Alcohol is largely processed by the liver, a task aided by two enzymes. One key player is alcohol dehydrogenase, abbreviated ADH, which starts converting ethanol into acetaldehyde, a less harmful byproduct. The new approach centers on a natural variant of ADH, called ADH1B, which is more active than other forms of the enzyme and is prevalent among East Asian and Polynesian populations. In practical terms, this variant can speed up the breakdown of ethanol in the body.

To harness this activity, scientists engineered a strain of the probiotic bacterium Lactococcus lactis, a microorganism commonly used in cheese production. The team taught this bacterium to produce human ADH1B enzyme, effectively turning it into a tiny, living factory for the enzyme. When tested in mice that were exposed to different amounts of alcohol, those that received the modified bacteria recovered more quickly from alcohol exposure than those that did not receive the treatment.

The researchers propose that oral bacteria may play a role in how much alcohol is absorbed into the bloodstream by acting in the gut to process ethanol before it reaches systemic circulation. This premise suggests a broader influence of gut microbes on alcohol metabolism and systemic exposure to the compound.

Additional experiments indicated that mice given the probiotic treatment showed fewer signs of acute liver injury and reduced intestinal inflammation after alcohol exposure. Encouraged by these results, the researchers expressed optimism about moving toward human trials in the near future, while noting that safety and dosing would need careful investigation before any clinical use.

In context, the study adds to a growing body of work examining how manipulating the gut microbiome might mitigate the harmful effects of alcohol. It also underscores the possibility that specific enzyme variants could be leveraged to boost metabolic processing of ethanol. While the current work is preliminary and conducted in animal models, it provides a framework for understanding how engineered probiotics could complement traditional approaches to reducing alcohol-related liver and gut damage. Observers point out that translating these findings to people will require rigorous evaluation of long-term safety, regulatory considerations, and the variability of human gut ecosystems.

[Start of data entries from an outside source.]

PR #148, opened 2026-09-15
Accepted bug fixes, write-path rate limits and column select-all

### LINKED ISSUE #146: Closing a card while editing its description blocks the board
### What happened?

When closing a card using the X / close button while the card description is still being edited, the card closes immediately. A confirmation dialog then appears warning that unsaved changes will be lost.

If Abort/Cancel is selected in this dialog, the card remains closed, but the board becomes unresponsive to mouse clicks. In particular, clicking cards no longer opens them.

The edited description is also lost.

### Expected behavior
When closing a card with unsaved description changes:
- The card should remain open while the confirmation dialog is displayed.
- Abort/Cancel should dismiss the confirmation dialog and return to the card with the edits intact.
- If the user confirms discarding the changes, the card should close normally.

### Steps to reproduce

1. Open a card on the board.
2. Click into the card description and make a change.
3. Without saving the description, click the X / close button.
4. A confirmation dialog appears warning that the changes will be lost.
5. Click Abort/Cancel.
6. Try to click another card on the board.

Image

### Kanso version

0.32.1

### Nextcloud version

34.0.4

### Database

None

### Errors

```shell

```

### Before submitting

### LINKED ISSUE #147: Large images in card descriptions overflow the description width
### What happened?

Large images inserted into a card description do not respect the width of the description area when the card is viewed outside of edit mode.

The image is displayed at its original width, causing it to overflow the card description area instead of being constrained to the available width.

Images in card descriptions should be responsive and constrained to the width of the description box.

For example, the image should scale down when necessary so that:
- Its maximum width is the width of the description area.
- Its aspect ratio is preserved.
- Smaller images are not unnecessarily enlarged.

The image width, etc. is handled correctly while editing the description.

### Steps to reproduce

Edit mode:
Image

After saving:

Image

### Kanso version

0.32.1

### Nextcloud version

34.0.4

### Database

None

### Errors

```shell

```

### Before submitting

aktasfatih:
Eleven cards from the 2026-09-15 board session: the two accepted user-reported bugs, four pieces of write-path and feed hardening, three half-shipped features finished, and two interaction fixes.

## User-reported bugs

**`fix(card)` — closing a card with the X while editing no longer freezes the board** (#146)
The reported "board goes dead" was not a stuck overlay. `CardModal` passed `:show="true"` with no `update:show` listener, so NcModal's close wrote into `useModel`'s *local* value — `props.show` never changed, the restoring `watchSyncEffect` never fired, and the dialog was hidden permanently. Because `BoardView` renders an unkeyed `<router-view>`, the next card reused that same hidden instance: clicking a card did navigate, it just rendered nothing.

This also surfaced a second bug shipping since 0.32.1: NcModal's Escape hotkey reaches the shell in the capture phase, *before* `CardDetail`'s root handler, so Escape with an attribute popover open closed the whole card ~300 ms later. `card-modal-layout.spec.js:310` was only passing by racing that timer.

**`fix(card)` — large images stay inside the card description** (#147)
Rendered markdown had no `img` rule anywhere; the only one in the app was the editor's own ProseMirror block — exactly why width was right while editing and wrong after saving. A shared `.kanso-md` stylesheet already existed with the class already on every rendered container, so one rule covers the description, comments, quick preview and project view.

## Hardening

**`perf(views)` — the Views feed loads in a fixed number of queries.** `ViewService` was the only cross-board feed looping `contextFor()` per board, contradicting the batching contract written on `BoardAccess` itself — and refetching every 60s. Now one `rolesFor()` plus board-set-scoped mapper twins. **Measured 96 → 18 queries at 6 boards and 287 → 17 at 19**; the per-board slope is gone. Output proven byte-identical across 27 captures (3 accounts × 9 filter shapes), with the fixture built for mixed roles — owner, internal, external and non-member — so the visibility masking is exercised, not assumed. The four viewer-scoped mappers got standalone twins rather than delegating, leaving the board-scoped SQL behind `BoardController::show()` untouched.

**`fix(import)` / `fix(board)` — rate limits on the last unguarded write paths.** Deck import had none; validation found Trello equally unguarded. Deck gets 120/3600 rather than the siblings' 60 because it is one board *per request* against a server-enumerated ACL-visible list — stranding a half-finished migration is the worse failure. Trello stays at 60. Then `BoardPortabilityController::duplicate()`, the last one, and the easiest to trigger: no client-supplied document at all, just a board id the caller can already read, cloning the whole card graph. Read paths stay unlimited, per the convention pinned by `testReadPathsAreNotRateLimited()`.

## Half-shipped features, finished

**`feat(sharing)` — set an expiry date on a public board link.** `expiresAt` was persisted and enforced but nothing could ever set it: dead config with live enforcement that had never executed. Now a MANAGE-gated endpoint and a date picker. An expired link keeps the **same 404 status and the same throttle** as every other rejection — only the message differs — and the machine-readable route stays a uniform `not_found`. A security review caught a real fail-open (a malformed `expiresAt` cast to 0 read as "clear the expiry"); the client now distinguishes empty from unreadable and the controller takes `mixed` so the framework's int cast can't launder garbage into a clear.

**`feat(attachments)` — attach a file you already have in Files.** The endpoint and a frontend helper existed; nothing reached them from inside a card. The backend **copies** rather than links (`fopen` → `newFile` under a server-generated key, no source fileid persisted), so the UI says so: the picker confirms with "Attach a copy" and a persistent hint explains that editing or deleting the original won't change it. The e2e proves the semantics by deleting the source file and re-downloading.

**`fix(board)` — card templates while grouped into swimlanes.** `SwimlaneRow` rendered the column menu but didn't forward the template props, so grouping a board silently removed templates with no indication why. Fixed, and the card asked for an item-by-item audit of all 29 props rather than just adding the missing two — which turned up a second live bug (`newCardsOnTop` wasn't forwarded, so multi-line paste into a lane composer created cards in reverse order). The 13 props a lane deliberately doesn't get now carry a comment saying why.

## Interaction and polish

**`feat(board)` — select every card in a column from the column menu.** Mirrors the shipped archive-all pattern: filter-aware label and count, additive union, hidden on empty columns. Cards outside the virtualized window are included — the test seeds 45 cards, asserts fewer are mounted, then asserts all 45 select.

**`fix(board-settings)` — the board name field uses the whole row in normal text.** `.board-settings__name-input` was in the markup but defined nowhere, so the name silently inherited the Card-ID-prefix field: a fixed 120px box, forced uppercase and monospace — about 12 visible characters for a `maxlength="100"` field. Measured 120px → 217px with normal casing; the prefix field verified unchanged.

**`fix(import)` — the Import menu says what each entry does.** CSV was captioned "Import a board" when it adds cards *into* one; it now sits under its own caption. The disabled "GitHub Projects (coming soon)" entry, which had nothing behind it and no ship date, is removed.

## Verification

Every card was implemented and tested against a dev stack confirmed to be mounting this branch. **Each new assertion was proven non-vacuous by mutation** — the fix reverted, the test observed failing, then restored; the Views card alone ran 9 mutations including authz ones in real SQL, after review caught that its PHPUnit tests mock the mappers and so never exercised the new call sites. The full Playwright suite was deliberately left to CI.

Three things for review, none changed here:
- The three `NcCheckboxRadioSwitch` instances under board settings → General omit `type="switch"` and render as checkboxes while the same component is a toggle elsewhere in that modal. One word to change, but a visual decision.
- Multi-select remains flat-board only — swimlane and List views never passed selection props down.
- `BoardListView` gets `onFetchTemplates`/`onCreateFromTemplate` but no `onManageTemplates`, so list view has the template picker without the manager entry.

## Later in the session

**`feat(board)` — edit a saved auto-archive rule.** A rule's scope, condition and threshold were fixed at creation; changing any meant delete + recreate, while the rule list displayed a scope you couldn't edit. #10461 had already fixed the backend so a rule can be re-scoped to the whole board, but nothing in the UI reached it. The Edit button loads the rule into the existing create form, mirroring the recur-rules section next door rather than adding a second set of controls.

**`fix(board)` — clear leftover notifications when a deleted board is permanently removed.** The purge swept only `kanso_` tables, leaving notification rows that no handler ever deletes and that keep inflating the unread badge. Now swept via `IManager::markProcessed()` — no direct core-table write — scoped to card **and** checklist-item ids (`step_assigned` notifications are keyed by the latter). The Activity stream has no supported per-object delete, so that residue is documented in the purge service with the evidence rather than silently skipped. A mutation test guards the dangerous direction: widening the sweep to a foreign card id fails, so it cannot delete another board's notifications.

**`fix(board)` — reach the card template manager from list view**, and reach card templates at all while grouped into swimlanes. Two omissions in hand-maintained prop lists; both binding sites now document every prop they deliberately don't forward.

**`chore(board)` — record the measured cost of the `/changes` delta poll.** No behaviour change. A backlog card proposed adding ETag/304 to the delta endpoint and a ref-counted poller. Measured first: a hidden tab now makes 0 requests/min (an earlier fix already handles that), a foreground board 12, 24 with a card modal, 36 with settings — dropping to a sixth once the user's first edit confirms push. A 304 would save 6ms of a 45ms request; the other 39ms is framework bootstrap plus the ACL gate, which a conditional request still pays. Neither half was built; the numbers and the reasoning are recorded next to the claim they correct, so it isn't re-proposed without a workload where that 6ms is what hurts.

## Correctness and cost, measured rather than assumed

Three cards in this PR were resolved **by measuring and then not building** — each one recorded next to the claim it corrects, so it isn't re-proposed:

- **The `/changes` delta poll.** A backlog card proposed an ETag/304 path and a ref-counted poller. Measured: a hidden tab makes 0 requests/min (an earlier fix already covers that), a foreground board 12, 24 with a card modal, 36 with settings — dropping to a sixth once the user's first edit confirms push. A 304 would save 6ms of a 45ms request; the other 39ms is framework bootstrap plus the ACL gate, which a conditional request still pays. Neither half built.
- **The anonymous public-share read.** Proposed: throttle the success arm and add an ETag. Both declined with evidence. `#[BruteForceProtection]` is a *failure counter*, not a rate limiter — throttling success makes the 5th view from one address sleep ~3s and the 11th in half an hour a flat 429, firing on any NAT'd office. And an ETag keyed on the change log would be **wrong**: renaming a mentioned member changes the anonymous payload while the board's latest change id stays put. Mention resolution measured at **+5ms** on a realistic board.
- **The purge table lists.** The per-card and board cascades were compared entry by entry before being collapsed; they matched 1:1, including a relations table swept by an `OR` over two columns and recur rules keyed by `template_card_id`. Nothing was hiding in the duplication — but the 15 now-unused mapper methods are deleted, so the old path can't be quietly re-adopted.

## Additional hardening

**`fix(trash)` — clear a card's notifications when it is permanently deleted.** The board purge cleared them; the far more common per-card purge did not, leaving rows that no handler ever deletes and that keep inflating the unread badge. The sweep runs *first*, before anything destructive, because the checklist ids that key `step_assigned` notifications are gone after the rows are deleted — and a failure leaves the card whole in the trash rather than half-deleted.

**`fix` — say when an action was rate-limited.** Nextcloud's rate-limit middleware returns an empty body, so its "Rate limit exceeded" text never reaches the wire and every limited action showed generic failure text — inviting the retry that fails again. The error string is duplicated across ~180 call sites, so the fix went one layer down: a response interceptor at the single axios choke point, covering all seven rate-limited endpoints with zero call-site edits.

**`fix` — show Kanso's own icon where ImageMagick can't read SVG.** `img/` shipped only an SVG, so those instances fell back to the core Nextcloud logo. Verified by removing the SVG coder and confirming all three states, including the counterfactual.

**`refactor(realtime)` — one move-pending guard on the delta path, pinned.** The same defensive check existed in four places; duplicated guards are individually unfalsifiable, and deleting the load-bearing one left all 8 realtime tests green. The new test has to start a drag *from inside the in-flight request* to reach it. The redundant copy is gone.

**`test(e2e)` — the push path and the partial-failure path.** Realtime push had **zero** CI coverage (the positive test only ever ran on a developer's machine). A new non-required `e2e-push` job covers it, plus a global-setup guard that aborts with one clear message when push is advertised but dead — instead of six mystery reds 40 minutes in. And the bulk partial-failure toast, the property that justified shipping "Archive all cards" without a confirm dialog, is now pinned in both its consumers.

## Review notes

- **The `e2e-push` job has never run on a real runner** — that is exactly why it is not a required check. Add it to required checks only after a few green runs, mirroring the existing `upgrade` precedent.
- A purged board's **Activity** entries still show card titles until `activity_expire_days` (default 365) ages them out. Nextcloud exposes no supported per-object delete, so this is documented in the purge service with the evidence rather than worked around.
- The three `NcCheckboxRadioSwitch` instances under board settings → General render as checkboxes while the same component is a toggle elsewhere in that modal.
- Multi-select remains flat-board only — swimlane and List views never passed selection props down.

Closes #146
Closes #147


aktasfatih:
:tada: This pull request is included in version 0.33.0 :tada:

The release notes are on [GitHub](https://github.com/aktasfatih/kanso/releases/tag/v0.33.0).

Overall, the work demonstrates a novel strategy that aligns microbial science with metabolic pathway enhancement. By pairing a naturally active human enzyme variant with a durable probiotic chassis, the research opens a potential path toward interventions that limit how much alcohol the body processes at any given time. Future studies will likely explore not only efficacy across different genetic backgrounds but also how such therapies interact with diet, existing gut flora, and lifestyle factors that influence liver health and digestive integrity.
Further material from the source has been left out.